Impact of Batch Querying

Including a single query at a time proved suboptimal for many datasets. Batching (grouping multiple queries) showed:

Minimal to no degradation in performance for Gemini 1.5. Pro across large batch sizes.
Substantial latency and cost savings.

Cost and Latency Analysis

Many-shot ICL can be computationally expensive due to long input contexts.

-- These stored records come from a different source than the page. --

Issue #16890, opened 2024-10-23
[a11y][Violation][4.1.2 Name, Role, Value] Accessibility issues reported on JupyterLab UI using IBM Equal Access Accessibility Checker tool


nkn2022:
## Description

I am running an accessibility test suite with Jupyter using the **IBM Equal Access Accessibility Checker** tool on Chrome browser. The results look good overall, only a few things are missing to reach a first formal level of compliance. So kindly help look into these. 

Issues reported were violating **WCAG 2.2** requirements. 
Ref: https://www.ibm.com/able/requirements/checker-rule-sets

Listing of violations categorized based on the checkpoints. 
Full report (includes information on element locations where issue were found): 
[Accessibility_Report-Untitled.ipynb - JupyterLab.xlsx](https://github.com/user-attachments/files/17383160/Accessibility_Report-Untitled.ipynb.-.JupyterLab.xlsx)

# Category: `4.1.2 Name, Role, Value`
Ref: https://www.ibm.com/able/requirements/requirements/?version=v7_3#4_1_2

****Violation of Rule:** `aria_attribute_required`**

> List of issues with elements that violate this rule with a screenshots
> > **Issue 1** 
> > Element with 'switch' role does not have the required ARIA attribute(s): 'aria-checked'
> > **Element location:** 
> > `<button title="Simple Interface (⇧ ⌘ D)" role="switch" class="jp-switch">`
> > **Screenshot:**
> > <img width="468" alt="image" src="https://github.com/user-attachments/assets/0d33bd73-a40e-4f24-8b47-b7b2f64ce7fc">

****Violation of Rule:** `element_tabbable_role_valid`**

> List of issues with elements that violate this rule with a screenshots
> > **Issue 1** 
> > The tabbable element's role 'none' is not a widget role
> > **Element location:** 
> > `<jp-button minimal="" appearance="stealth" current-value="" tabindex="0" title="New Launcher (⇧ ⌘ L)" data-command="launcher:create" aria-label="New Launcher (⇧ ⌘ L)" aria-disabled="false" class="jp-ToolbarButtonComponent">`
> > **Screenshot:**
> > <img width="468" alt="image" src="https://github.com/user-attachments/assets/5d8350aa-b485-4980-9820-34c7204eb9ab">

> > **Issue 2**
> > The tabbable element's role 'none' is not a widget role
> > **Element location:** 
> > `<span tabindex="0" class="jp-DirListing-itemText">`
> > **Screenshot:**
[...]

PR #17591, opened 2025-05-23
Fixes for accessibility issues reported on missing ARIA roles

nkn2022:
## References
[[a11y][Violation][4.1.2 Name, Role, Value] Missing ARIA roles and attributes for some JupyterLab elements](https://github.com/jupyterlab/jupyterlab/issues/16890) 
[[a11y][Violation][4.1.2 Name, Role, Value] Some Notebook UI elements missing roles and labels](https://github.com/jupyter/notebook/issues/7488)

## Code changes

- Add missing roles for multiple components
- Add missing aria-checked attribute to the switch role component

## User-facing changes

Users using screen readers will see that the roles and labels defined on these components.

The issues fixed are the following (See original [issue](https://github.com/jupyterlab/jupyterlab/issues/16890) description for details on these issues)
****Violation of Rule:** `aria_attribute_required`**
> > Element with 'switch' role does not have the required ARIA attribute(s): 'aria-checked'
> > **Issue 1** 

****Violation of Rule:** `element_tabbable_role_valid`**
> > The tabbable element does not have a valid widget role
> > The tabbable element's role 'none' is not a widget role
> > **Issue 2**
> > **Issue 6**
> > **Issue 7**
> > **Issue 8** 

NA


packages/ui-components/src/components/toolbar.tsx
```diff
@@ -861,6 +861,7 @@ export function ToolbarButtonComponent(
 
   return (
     <Button
+      role="button"
```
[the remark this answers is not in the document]
krassowski: So it looks like before and after two nested elements had the `aria-label="Refresh List"` but before only one of them had `button` role; now both will have a button role. It feels to me like one should be hidden away from aria altogether, am I correct?

| Before | After |
|--|--|
| image | image |

packages/codemirror/src/editor.ts
```diff
@@ -800,6 +800,13 @@ namespace Private {
       }),
       parent: host
     });
+    if (
+      view.contentDOM.getAttribute('role') === 'textbox' &&
+      view.contentDOM.getAttribute('contenteditable') === 'true'
+    ) {
+      view.contentDOM.setAttribute('aria-label', 'Enter code here');
+      view.contentDOM.setAttribute('tabIndex', '0');
```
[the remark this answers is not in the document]
nkn2022: Thanks for the info. I see you answered my question in the issue. 
I was expecting the focus to happen on a `Tab`. After this I was able to use `Esc` to get out of this input field. So thought this would work. But this is not needed.
I see that  when the focus is on the cell area and if I press `Enter` the focus is moved to the input field. Is this documented somewhere?
I will remove the `tabIndex` setting from above code.

packages/cells/src/widget.ts
```diff
@@ -1091,6 +1091,7 @@ export class CodeCell extends Cell<ICodeCellModel> {
         ? trans.__('Code Cell Content')
         : trans.__('Code Cell Content with Output');
     this.node.setAttribute('aria-label', ariaLabel);
+    this.node.setAttribute('role', 'region');
```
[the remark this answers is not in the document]
krassowski: I don't think we should change page down/up behaviour here, that would be breaking for users.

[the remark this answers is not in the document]
nkn2022: I will revert this change for now and see if @tonyfast has any suggestions. Thanks!

packages/ui-components/src/components/toolbar.tsx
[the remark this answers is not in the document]
nkn2022: Yes, the actual `button` element is not accessible via keyboard. So do not get focused. 
`jp-button` is the focused element and the one that performs the action. So we need the `role` setting there. The test should be fixed to get the right element.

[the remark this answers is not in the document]
nkn2022: I have tried a fix for the test failure. I am not able to run the test on my local, guess I am missing some setting. I will wait and check on the PR build.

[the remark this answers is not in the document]
nkn2022: @krassowski From discussions in the last frontend meeting, I understand we want to remove the internal `button`. I think that would be a cleaner fix. If that button element is not accessible then switching it to a `span` element should suffice. Since this is a major change I assume you want to  handle this also as a separate PR. So I will remove this change from this PR.

nkn2022:
@krassowski I have removed some of the changes that we thought would be best to handle separately. 
Please review the rest of the changes. 
Thanks!

nkn2022:
@krassowski any comments/suggestions for this PR? Its been a while. wondering how to proceed.

krassowski:
Thanks for your patience. I plan to review this PR over the upcoming weekend. Feel free to ping me on Monday if you don't hear from me by then.

packages/codemirror/src/editor.ts
```diff
@@ -800,6 +800,12 @@ namespace Private {
       }),
       parent: host
     });
+    if (
+      view.contentDOM.getAttribute('role') === 'textbox' &&
+      view.contentDOM.getAttribute('contenteditable') === 'true'
+    ) {
+      view.contentDOM.setAttribute('aria-label', 'Enter code here');
+    }
```
krassowski: - this only runs when editor is created, so if the cell is later changed to read-only it may have a wrong label
- there is not translation wrapper so it will read in English for say French students

I wonder if this should be a dedicated CodeMirror extension. Maybe this can be tackled in a separate PR?

packages/codeeditor/src/lineCol.tsx
```diff
@@ -248,6 +248,7 @@ function LineColComponent(
   };
   return (
     <TextItem
+      role="button"
```
krassowski, line 251: Maybe also:

```suggestion
      role="button"
      aria-haspopup="true"
```

Since clicking on it triggers:

image

packages/filebrowser/src/listing.ts
```diff
@@ -1105,6 +1105,9 @@ export class DirListing extends Widget {
         // Must check if the name node is there because it gets replaced by the
         // edit node when editing the name of the file or directory.
         nameNode.tabIndex = i === this._focusIndex ? 0 : -1;
+        if (nameNode.tabIndex === 0 && !nameNode.role) {
+          nameNode.role = 'button';
+        }
```
krassowski: This role gets applied to the current button but then never removed. This means that a user who moved over half the of files with down arrow key will see half of the filebrowser nodes as buttons and the other as not buttons. If this is required, should it:

- instead be assigned in:

https://github.com/jupyterlab/jupyterlab/blob/f072715a3e289d1f69fa56d8fbec887d484da69d/packages/filebrowser/src/listing.ts#L3477-L3487

- or should it be removed when `nameNode.tabIndex` is not zero?

packages/fileeditor/src/syntaxstatus.tsx
```diff
@@ -46,7 +46,18 @@ namespace EditorSyntaxComponent {
 function EditorSyntaxComponent(
   props: EditorSyntaxComponent.IProps
 ): React.ReactElement<EditorSyntaxComponent.IProps> {
-  return <TextItem source={props.language} onClick={props.handleClick} />;
+  return (
+    <TextItem
+      role="button"
```
krassowski, line 51: I could not reach this by keyboard, does it need tabindex?:

```suggestion
      role="button"
      aria-haspopup="true"
      tabIndex={0}
```

Also, does it need `aria-haspopup="true"` as it opens a popup:

image

packages/fileeditor/src/tabspacestatus.tsx
```diff
@@ -49,7 +49,13 @@ function TabSpaceComponent(
       : trans.__('Tab Indent');
   return (
     <TextItem
+      role="button"
```
krassowski, line 52: Same as with others:

```suggestion
      role="button"
      aria-haspopup="true"
      tabIndex={0}
```

At this point I wonder if we should have a wrapper around `TextItem` say `PopupButtonItem` as this is a frequent use case. And ideally it should also have `aria-controls` pointing to the popup.

packages/codeeditor/src/lineCol.tsx
nkn2022: Good suggestion. I have committed this.

packages/fileeditor/src/tabspacestatus.tsx
nkn2022: @krassowski I do not see many items having popups to add a new wrapper class. We could just pass in the props as needed from the caller. 
When testing I noticed that the DOM order is reversed for the "right" section of the footer toolbar. So the tab focus will go in reverse order(shown in video attached). Also, I added `tabIndex` to all elements as they contain some data that could be announced by the screen readers. Do you have any thoughts on this? Should we only allow tabbing to elements that have an action? 

https://github.com/user-attachments/assets/76f6cb8c-6278-426d-a1d0-f347d37742a4

packages/fileeditor/src/syntaxstatus.tsx
nkn2022: How can I get this button enabled?

packages/filebrowser/src/listing.ts
nkn2022: Thanks for finding this. I see that this is happening. I will need to remove it when the `tabIndex` is not set to zero. This is only needed when the `tabIndex` is set to `0` so has to be set at the place we have now where this is set.

packages/codemirror/src/editor.ts
nkn2022: Yes, this is being set for all the editors. 
But I noticed that this issue is not being reported in the latest scans. So I will remove this code change from this PR.

packages/fileeditor/src/tabspacestatus.tsx
krassowski: Good point about ordering, we can discuss that in a new issue.

> Also, I added `tabIndex` to all elements as they contain some data that could be announced by the screen readers. Do you have any thoughts on this? Should we only allow tabbing to elements that have an action?

I think the conventional thing is to only apply it on interactive elements, but I am not sure here.

nkn2022: Reading these docs I understand we only need to allow focus on interactive elements. So will keep it so. 
https://developer.mozilla.org/en-US/docs/Web/Accessibility/ARIA/Reference/Roles/toolbar_role
https://developer.mozilla.org/en-US/docs/Web/Accessibility/Guides/Understanding_WCAG/Keyboard

packages/fileeditor/src/syntaxstatus.tsx
nkn2022: Updated the code to include tabIndex.

packages/statusbar/src/components/text.tsx
```diff
@@ -32,7 +32,11 @@ export function TextItem(
   const { title, source, className, ...rest } = props;
   return (
     <span
-      className={`jp-StatusBar-TextItem ${className}`}
```
nkn2022, line 35: The `className` is not always available and this was including `undefined` in the class name. So updated this to fix that.

nkn2022:
@krassowski I have updated the PR with all the changes we discussed above. Request for a re-review.

packages/codemirror/src/editor.ts
nkn2022: I have removed this code change.

krassowski (approved):
Thank you @nkn2022! This exposed an issue with tab order, I opened https://github.com/jupyterlab/jupyterlab/issues/17680 to track it.

CC @tonyfast as I promised to ping you once this is done.

krassowski:
@nkn2022 will merging this PR close one of the linked issues, or do both include additional work not fully addressed by this PR?

packages/ui-components/src/components/toolbar.tsx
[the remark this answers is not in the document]
nkn2022: @krassowski This needs an issue.

nkn2022:
@krassowski The `jp-button` role problem is something that affects a lot of components. So we need an issue for this. 
After that we can merge and close both issues.

krassowski:
Can you create a new issue for `jp-button`?

nkn2022:
> Can you create a new issue for `jp-button`?

Sure will do. Thanks for merging.

nkn2022:
@krassowski I realized that we haven't closed the original accessibility issue with this PR merge as the button ariaLabel issue reported there still persists. Could we work on the suggested `jp-button` changes using the same issue: https://github.com/jupyterlab/jupyterlab/issues/16890? 
The change is required to fix the accessibility issue so make sense to use the same. Let me know if you have a different thought. Also, would it be possible to assign someone to work on it soon?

With batching:

A near 35x reduction in latency and 10x in cost was observed for HAM10000.
For TerraIncognita, latency reduced by 20x, and cost by 45x.

Implications and Future Directions

Practical Implications:

Operational Efficiency: Many-shot ICL can significantly enhance the adaptability of multimodal models, allowing for quick adaptation to new tasks without the need for extensive fine-tuning.
Cost Reduction: The ability to batch queries effectively reduces computational costs and inference latency, making the deployment of these models more feasible in real-world applications.

Theoretical Implications:

Model Robustness: The findings suggest that with larger context windows, models can leverage more in-context examples, leading to improved robustness and performance consistency.
Understanding Model Behavior: Investigating the reasons behind the improvements seen with batch querying, such as domain and class calibration, provides deeper insights into how models can be further optimized.

Looking Ahead

Many-shot ICL represents a substantial stride for multimodal foundation models. As context window sizes continue to expand, the ability to leverage a large number of demonstrating examples will likely improve further. Ongoing research should explore:

Comparative studies with traditional fine-tuning to evaluate performance and efficiency trade-offs.
Detailed investigation of biases and hallucinations in the context of many-shot ICL.
Extension to other tasks and open-source multimodal models.

In summary, this paper underscores the capability of multimodal foundation models to benefit significantly from many-shot ICL, paving the way for more efficient and adaptable AI applications.